> TASK OBJECTIVE
Work out how many lines below contain "Bahamut". Provide only the figure.

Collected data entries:
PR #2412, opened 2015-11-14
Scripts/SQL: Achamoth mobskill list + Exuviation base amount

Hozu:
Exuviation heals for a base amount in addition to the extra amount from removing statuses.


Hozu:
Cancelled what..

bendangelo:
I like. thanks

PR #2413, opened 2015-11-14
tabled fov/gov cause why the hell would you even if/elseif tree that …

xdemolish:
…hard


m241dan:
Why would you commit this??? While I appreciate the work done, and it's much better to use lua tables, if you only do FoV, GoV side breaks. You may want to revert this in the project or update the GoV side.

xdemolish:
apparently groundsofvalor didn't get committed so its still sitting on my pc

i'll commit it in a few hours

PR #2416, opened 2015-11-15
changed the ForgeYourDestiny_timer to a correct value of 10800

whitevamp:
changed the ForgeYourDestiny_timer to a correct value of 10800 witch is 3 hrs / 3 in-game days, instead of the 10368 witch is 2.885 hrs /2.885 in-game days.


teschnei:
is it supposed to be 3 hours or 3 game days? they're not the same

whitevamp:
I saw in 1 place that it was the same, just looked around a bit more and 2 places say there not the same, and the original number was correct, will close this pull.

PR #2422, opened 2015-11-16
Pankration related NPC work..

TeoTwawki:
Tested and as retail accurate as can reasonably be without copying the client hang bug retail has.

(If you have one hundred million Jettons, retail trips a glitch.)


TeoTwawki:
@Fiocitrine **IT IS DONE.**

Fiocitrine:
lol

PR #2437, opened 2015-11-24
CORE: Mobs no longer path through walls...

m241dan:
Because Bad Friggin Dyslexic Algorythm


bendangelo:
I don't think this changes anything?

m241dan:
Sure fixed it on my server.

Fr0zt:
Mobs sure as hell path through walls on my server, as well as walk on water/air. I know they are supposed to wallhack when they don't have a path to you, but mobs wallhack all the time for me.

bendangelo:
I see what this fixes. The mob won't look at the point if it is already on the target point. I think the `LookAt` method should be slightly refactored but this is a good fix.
...
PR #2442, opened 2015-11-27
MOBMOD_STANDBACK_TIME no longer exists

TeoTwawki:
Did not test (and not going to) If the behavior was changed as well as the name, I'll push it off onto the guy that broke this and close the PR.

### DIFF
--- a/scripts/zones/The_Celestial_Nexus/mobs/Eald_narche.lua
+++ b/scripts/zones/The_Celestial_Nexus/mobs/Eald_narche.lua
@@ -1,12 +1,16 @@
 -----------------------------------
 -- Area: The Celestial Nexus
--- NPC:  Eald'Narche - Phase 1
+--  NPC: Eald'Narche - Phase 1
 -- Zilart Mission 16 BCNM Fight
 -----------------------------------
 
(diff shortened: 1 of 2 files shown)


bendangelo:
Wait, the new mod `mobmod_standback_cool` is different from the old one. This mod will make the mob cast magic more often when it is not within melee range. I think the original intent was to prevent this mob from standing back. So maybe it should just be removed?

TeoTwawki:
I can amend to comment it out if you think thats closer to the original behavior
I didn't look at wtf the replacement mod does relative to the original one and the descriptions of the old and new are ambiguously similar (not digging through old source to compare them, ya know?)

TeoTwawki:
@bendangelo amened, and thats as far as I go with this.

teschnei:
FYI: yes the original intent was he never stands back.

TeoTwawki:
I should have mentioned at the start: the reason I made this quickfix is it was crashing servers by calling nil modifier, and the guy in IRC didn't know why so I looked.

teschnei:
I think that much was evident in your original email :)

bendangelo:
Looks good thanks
==
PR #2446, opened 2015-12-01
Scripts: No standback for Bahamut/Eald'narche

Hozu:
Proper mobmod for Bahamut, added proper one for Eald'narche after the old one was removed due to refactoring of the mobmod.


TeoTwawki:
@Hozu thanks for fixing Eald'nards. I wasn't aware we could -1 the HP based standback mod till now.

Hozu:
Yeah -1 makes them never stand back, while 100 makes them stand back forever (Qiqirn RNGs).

> RESPONSE TO THE TASK
2